As stated before, an EnergyFunctionComponent is mostly a smart wrapper around a :calc Function responsible for calculating a given energetic contribution based on a specific method, model or restraint type (as an example). Therefore, when developing custom EnergyFunctionComponent instances, certain aspects need to be taken into consideration.
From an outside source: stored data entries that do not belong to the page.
PR #2596, opened 2017-11-13
Mesh 2 : fix the use of Lloyd from any CDT_2

janetournois:
## Summary of Changes

This PR fixes the use of `CGAL::lloyd_optimize_mesh_2()` when used on a `CDT_2` that was not constructed using `Mesh_2`.
Formerly, the convergence test `check_convergence()` was returning `true` all the time because no facet was tagged as "in the domain".
The convergence test should not suffer from that change, mainly because constrained vertices are not considered.

## Release Management

* Affected package : Mesh_2 (smoothing only)

Thanks @gdamiand for the bug report!

### DIFF
--- a/Mesh_2/doc/Mesh_2/CGAL/lloyd_optimize_mesh_2.h
+++ b/Mesh_2/doc/Mesh_2/CGAL/lloyd_optimize_mesh_2.h
@@ -101,13 +101,13 @@ lloyd_optimize_mesh_2(cdt,
 
 \endcode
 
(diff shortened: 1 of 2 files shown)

The following section lists particular restraints when creating custom EnergyFunctionComponent instances.

  1. The :calc Function signature:

When being called from an EnergyFunction instance, ProtoSyn expects the following calc Function signature.

calc(::A, pose::Pose, sele::Opt{AbstractSelection}, update_forces::Bool = false; kwarg1::Type{kwarg1} = default_value1, kwarg2::Type{kwarg2} = default_value2, ...) where {A <: ProtoSyn.AbstractAccelerationType}

The ::A (see the ProtoSyn acceleration types section), pose::Pose, sele::AbstractSelection and update_forces::Bool = false arguments are necessary and expected. Optionally, these can be followed by a variable number of arguments (kwargs), parameterizing and fine-tuning the usage of the calc Function. When calling this EnergyFunctionComponent from an EnergyFunction, these kwargs are passed from the EnergyFunctionComponent.settings dictionary, and can therefore be automatically and continuously adjusted in a simulation. Since it may happen that one or more kwargs may not be defined in the EnergyFunctionComponent.settings, defining a default value for each of the kwargs is considered a good practice when creating a custom EnergyFunctionComponent.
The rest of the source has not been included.